Records follow. Pull out every line that contains "approved".

Records shown
>>>

PR #1277, opened 2019-06-24
JAVA-2303: Ignore peer rows matching the control host's RPC address

adutra:


core/src/main/java/com/datastax/oss/driver/internal/core/metadata/DefaultTopologyMonitor.java
```diff
@@ -162,8 +161,6 @@ public DefaultTopologyMonitor(InternalDriverContext context) {
     DriverChannel channel = controlConnection.channel();
     EndPoint localEndPoint = channel.getEndPoint();
 
-    savePort(channel);
```
adutra: I removed this altogether because I think it is racy.

core/src/main/java/com/datastax/oss/driver/internal/core/metadata/DefaultTopologyMonitor.java
```diff
@@ -428,13 +427,46 @@ protected InetSocketAddress getBroadcastRpcAddress(@NonNull AdminRow row) {
...
       }
     }
-    return new InetSocketAddress(broadcastRpcInetAddress, broadcastRpcPort);
+    InetSocketAddress broadcastRpcAddress =
+        new InetSocketAddress(broadcastRpcInetAddress, broadcastRpcPort);
+    if (broadcastRpcAddress.equals(localEndPoint.resolve())) {
+      // JAVA-2303: if the peer is actually the control node, ignore that peer as it is likely
+      // a misconfiguration problem.
+      LOG.warn(
+          "[{}] Control node {} has an entry for itself in {}: this entry will be ignored. "
```
tolbertam, line 457: This will probably be sufficient for most cases.  If you've misconfigured your rpc_address with the most common case being using default localhost on all nodes, this will likely catch it.  Mainly, I think we just want the user to know something is configured wrong, the level of corrective action we take doesn't seem as important, but skipping the peer seems good since that'll match the behavior of 3.x

core/src/main/java/com/datastax/oss/driver/internal/core/metadata/DefaultTopologyMonitor.java
tolbertam: Aren't all operations on control connection always only done on the same thread, so there's no chance of two threads executing it concurrently?

core/src/test/java/com/datastax/oss/driver/internal/core/metadata/DefaultTopologyMonitorTest.java
```diff
@@ -239,23 +267,23 @@ public void should_refresh_node_from_peers_if_broadcast_address_is_not_present_V
   @Test
   public void should_get_new_node_from_peers() {
     // Given
-    AdminRow peer3 = mockPeersRow(3, UUID.randomUUID());
-    AdminRow peer2 = mockPeersRow(2, node2.getHostId());
-    AdminRow peer1 = mockPeersRow(1, node1.getHostId());
+    AdminRow peer3 = mockPeersRow(4, UUID.randomUUID());
```
tolbertam, line 268: Is there some significance behind this change? Just so i'm not missing anything.

tolbertam (approved):
looks good, although I suspect the logic change around the default port isn't needed, but :+1: either way.

core/src/main/java/com/datastax/oss/driver/internal/core/metadata/DefaultTopologyMonitor.java
adutra: Sorry what I meant by racy is the fact that the control node can change while you are still updating the nodes after having queried the previous control node. It's the same caveat that is already expressed a few lines below in the javadocs of `nodeInfoBuilder`: "it would be racy to call {@code controlConnection.channel().getEndPoint()} from within this method, as the control connection may have changed its channel since."

core/src/main/java/com/datastax/oss/driver/internal/core/metadata/DefaultTopologyMonitor.java
adutra: What do you think about logging at WARN level? Driver 3.x logs at DEBUG level, but on one side, it seems serious enough to deserve a warning, but on the other side, I fear that the warning is going to be logged too often, wdyt?

core/src/test/java/com/datastax/oss/driver/internal/core/metadata/DefaultTopologyMonitorTest.java
adutra: Yes, the number you pass to the `mockPeersRow` method determines its broadcast RPC address, so for the test to pass, now you need to assign addresses distinct from the one used by the local node (which is 1 by default).

core/src/main/java/com/datastax/oss/driver/internal/core/metadata/DefaultTopologyMonitor.java
tolbertam: I think `WARN` is appropriate.  Something is wrong, and while things might still work...I don't picture a case where the configuration is what the user intended.

core/src/main/java/com/datastax/oss/driver/internal/core/metadata/DefaultTopologyMonitor.java
olim7t: I don't follow either.
We retrieved the channel two lines above, and we reuse that local variable. It would be racy if we called `controlConnection.channel()` again.
Besides, this value is only used for Cassandra < 4, where the port is the same for all nodes.

adutra: The previous code would only save the port if its current value is -1. So at least in theory, we could save the port of channel A, then change the control channel, and we would keep using port from channel A to create `NodeInfo` instances retrieved from channel B. Granted, port numbers are meant to be the same across nodes with C* < 4, but I do believe that the new version is conceptually more accurate and future-proof than the previous one. And in fact, we really don't need to store this value as an instance field, it is easily obtainable from the current channel so that is another argument in favor of getting rid of this field altogether.

olim7t: Yes, that's the intended behavior: the ports are all the same, so we save it for the first channel, then reuse it.

> more accurate and future-proof

The only way the current code could fail is if nodes had different ports, but we couldn't find that information in system tables. In that situation, using the port of the control node for another node would always be wrong, whether it's the first ever control node or the current control node.

Please, let's focus this PR on JAVA-2303 and nothing else.

core/src/main/java/com/datastax/oss/driver/internal/core/metadata/DefaultTopologyMonitor.java
olim7t: I don't see any logic to skip that check when the method is called for the local row. And indeed I see the warning even for 1-node integration tests (e.g. `ConnectKeyspaceIT`):
```
10:38:04.309 [s0-io-0] WARN  c.d.o.d.i.c.m.DefaultTopologyMonitor - [s0] Control node /127.0.0.1:9042 has an entry for itself in system.peers: this entry will be ignored. This is likely due to a misconfiguration; please verify your rpc_address configuration in cassandra.yaml on all nodes in your cluster.
```

olim7t (approved):
LGTM.

I'll note that using `localEndPoint.resolve()` is still not ideal, because it won't return what we want if there's some address translation at play. But that's the best we have since we cannot rely on `system.local.rpc_address` (because of CASSANDRA-11181).

One can reasonably assume that if users are dealing with address translators, they're past the point of making basic configuration mistakes in `cassandra.yaml`.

<<<

Written answer
tolbertam (approved):
olim7t (approved):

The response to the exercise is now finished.